## Activity
Across the entries below, how many lines have the string "checking" in them? Reply with only the number.
[[ Material for this exercise, beginning ]]
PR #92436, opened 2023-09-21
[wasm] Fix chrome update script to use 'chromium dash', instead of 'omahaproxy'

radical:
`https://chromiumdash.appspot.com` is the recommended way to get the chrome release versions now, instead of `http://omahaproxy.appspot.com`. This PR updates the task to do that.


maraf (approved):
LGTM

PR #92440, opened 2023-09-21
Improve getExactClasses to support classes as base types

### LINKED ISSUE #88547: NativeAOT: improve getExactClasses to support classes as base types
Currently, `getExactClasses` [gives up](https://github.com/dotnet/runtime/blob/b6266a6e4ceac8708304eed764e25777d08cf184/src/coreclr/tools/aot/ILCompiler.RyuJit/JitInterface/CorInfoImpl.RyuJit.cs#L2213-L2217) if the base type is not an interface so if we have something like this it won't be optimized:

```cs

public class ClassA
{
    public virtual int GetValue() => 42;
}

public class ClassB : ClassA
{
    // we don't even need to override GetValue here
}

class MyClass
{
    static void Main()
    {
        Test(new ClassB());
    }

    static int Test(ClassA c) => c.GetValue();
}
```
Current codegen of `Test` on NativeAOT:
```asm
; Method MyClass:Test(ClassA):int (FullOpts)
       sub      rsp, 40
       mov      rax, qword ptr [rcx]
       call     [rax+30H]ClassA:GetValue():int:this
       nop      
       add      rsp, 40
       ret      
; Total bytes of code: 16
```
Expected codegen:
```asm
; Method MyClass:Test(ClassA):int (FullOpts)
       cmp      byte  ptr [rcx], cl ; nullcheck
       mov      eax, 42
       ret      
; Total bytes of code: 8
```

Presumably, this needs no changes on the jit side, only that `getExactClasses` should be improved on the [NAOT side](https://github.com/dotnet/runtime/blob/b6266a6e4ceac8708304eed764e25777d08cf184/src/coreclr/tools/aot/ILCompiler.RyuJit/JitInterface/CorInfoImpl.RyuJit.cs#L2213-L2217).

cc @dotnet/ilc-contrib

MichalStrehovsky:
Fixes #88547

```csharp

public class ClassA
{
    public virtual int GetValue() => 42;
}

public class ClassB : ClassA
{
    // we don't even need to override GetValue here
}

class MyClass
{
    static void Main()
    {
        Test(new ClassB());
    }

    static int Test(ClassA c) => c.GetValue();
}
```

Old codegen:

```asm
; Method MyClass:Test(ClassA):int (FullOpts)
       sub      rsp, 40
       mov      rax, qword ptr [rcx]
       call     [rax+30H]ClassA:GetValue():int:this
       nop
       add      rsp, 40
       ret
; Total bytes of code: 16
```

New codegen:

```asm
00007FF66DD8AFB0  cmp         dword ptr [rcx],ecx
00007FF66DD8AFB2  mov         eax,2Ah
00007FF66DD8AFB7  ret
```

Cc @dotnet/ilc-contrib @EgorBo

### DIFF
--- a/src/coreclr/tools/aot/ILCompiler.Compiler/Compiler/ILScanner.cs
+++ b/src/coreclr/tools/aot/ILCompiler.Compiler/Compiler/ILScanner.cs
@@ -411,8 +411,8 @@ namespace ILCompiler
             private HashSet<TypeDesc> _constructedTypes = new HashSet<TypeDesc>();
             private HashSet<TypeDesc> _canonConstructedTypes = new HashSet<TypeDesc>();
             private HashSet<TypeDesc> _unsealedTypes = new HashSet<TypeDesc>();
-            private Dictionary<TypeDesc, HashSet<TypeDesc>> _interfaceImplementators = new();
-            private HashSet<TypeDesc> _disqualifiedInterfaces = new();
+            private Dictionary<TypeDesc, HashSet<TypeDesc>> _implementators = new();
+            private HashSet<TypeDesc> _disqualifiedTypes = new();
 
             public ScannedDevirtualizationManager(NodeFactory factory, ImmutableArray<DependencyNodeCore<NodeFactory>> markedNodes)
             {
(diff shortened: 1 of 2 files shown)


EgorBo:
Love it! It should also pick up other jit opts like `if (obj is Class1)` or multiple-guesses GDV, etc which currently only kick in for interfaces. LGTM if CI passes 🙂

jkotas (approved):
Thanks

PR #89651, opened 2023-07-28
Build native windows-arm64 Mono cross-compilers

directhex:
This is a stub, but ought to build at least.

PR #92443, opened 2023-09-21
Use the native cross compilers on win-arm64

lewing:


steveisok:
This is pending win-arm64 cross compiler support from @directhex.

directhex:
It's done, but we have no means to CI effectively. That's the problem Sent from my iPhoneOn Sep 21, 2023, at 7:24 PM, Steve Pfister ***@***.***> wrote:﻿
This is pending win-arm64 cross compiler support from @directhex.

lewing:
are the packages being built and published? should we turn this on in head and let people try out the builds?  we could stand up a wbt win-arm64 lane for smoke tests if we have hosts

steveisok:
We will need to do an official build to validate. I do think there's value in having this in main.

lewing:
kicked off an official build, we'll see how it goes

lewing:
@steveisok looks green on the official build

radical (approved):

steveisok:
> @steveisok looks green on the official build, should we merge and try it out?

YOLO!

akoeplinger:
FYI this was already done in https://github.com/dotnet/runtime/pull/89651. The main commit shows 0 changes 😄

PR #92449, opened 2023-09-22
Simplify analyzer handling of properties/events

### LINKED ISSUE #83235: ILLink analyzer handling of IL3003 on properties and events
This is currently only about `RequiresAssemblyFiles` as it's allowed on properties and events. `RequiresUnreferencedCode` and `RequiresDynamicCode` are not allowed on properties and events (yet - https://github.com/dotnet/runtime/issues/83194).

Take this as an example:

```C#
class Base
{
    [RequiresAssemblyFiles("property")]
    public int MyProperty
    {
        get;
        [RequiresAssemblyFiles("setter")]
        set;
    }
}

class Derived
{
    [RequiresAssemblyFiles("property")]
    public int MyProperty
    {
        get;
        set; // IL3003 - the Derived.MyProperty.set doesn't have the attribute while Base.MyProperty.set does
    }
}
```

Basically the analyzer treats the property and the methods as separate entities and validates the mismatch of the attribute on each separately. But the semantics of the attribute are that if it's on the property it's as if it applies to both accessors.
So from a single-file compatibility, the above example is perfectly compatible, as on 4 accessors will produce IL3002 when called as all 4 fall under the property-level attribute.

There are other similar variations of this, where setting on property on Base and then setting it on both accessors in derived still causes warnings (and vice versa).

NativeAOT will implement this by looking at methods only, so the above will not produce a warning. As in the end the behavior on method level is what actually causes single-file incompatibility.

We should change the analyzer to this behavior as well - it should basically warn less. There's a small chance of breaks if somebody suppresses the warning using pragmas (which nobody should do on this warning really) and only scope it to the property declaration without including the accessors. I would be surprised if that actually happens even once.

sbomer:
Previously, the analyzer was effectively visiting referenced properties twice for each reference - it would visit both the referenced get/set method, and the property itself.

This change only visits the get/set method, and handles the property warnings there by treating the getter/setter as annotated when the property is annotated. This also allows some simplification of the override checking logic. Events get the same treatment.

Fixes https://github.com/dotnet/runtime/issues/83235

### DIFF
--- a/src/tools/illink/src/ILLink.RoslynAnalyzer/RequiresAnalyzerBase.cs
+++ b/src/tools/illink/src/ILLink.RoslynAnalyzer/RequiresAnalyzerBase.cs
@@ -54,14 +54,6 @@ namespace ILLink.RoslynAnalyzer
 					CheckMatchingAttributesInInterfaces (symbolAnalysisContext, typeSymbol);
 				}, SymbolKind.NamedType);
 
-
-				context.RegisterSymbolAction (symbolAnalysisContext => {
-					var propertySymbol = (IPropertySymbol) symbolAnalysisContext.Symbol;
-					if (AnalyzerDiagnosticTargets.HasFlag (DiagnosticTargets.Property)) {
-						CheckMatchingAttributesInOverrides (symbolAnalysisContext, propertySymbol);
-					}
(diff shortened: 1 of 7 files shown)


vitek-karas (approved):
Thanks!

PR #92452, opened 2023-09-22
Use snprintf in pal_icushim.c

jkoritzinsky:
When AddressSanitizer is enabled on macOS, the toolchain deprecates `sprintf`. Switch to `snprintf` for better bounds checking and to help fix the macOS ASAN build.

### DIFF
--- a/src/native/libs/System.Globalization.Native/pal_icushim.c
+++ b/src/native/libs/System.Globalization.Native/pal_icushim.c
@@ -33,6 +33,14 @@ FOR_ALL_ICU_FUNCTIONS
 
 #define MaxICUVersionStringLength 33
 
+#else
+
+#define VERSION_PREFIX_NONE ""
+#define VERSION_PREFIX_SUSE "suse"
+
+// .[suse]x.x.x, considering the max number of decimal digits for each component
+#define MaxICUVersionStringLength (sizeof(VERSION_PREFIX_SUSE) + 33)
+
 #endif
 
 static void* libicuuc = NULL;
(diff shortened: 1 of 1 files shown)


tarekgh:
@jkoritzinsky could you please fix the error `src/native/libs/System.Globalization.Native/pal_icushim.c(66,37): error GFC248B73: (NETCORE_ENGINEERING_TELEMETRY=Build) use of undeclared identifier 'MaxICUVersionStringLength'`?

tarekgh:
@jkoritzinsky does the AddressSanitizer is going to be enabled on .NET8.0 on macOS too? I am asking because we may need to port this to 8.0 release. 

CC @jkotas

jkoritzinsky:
[[ Material for this exercise, end ]]
## Answer space
2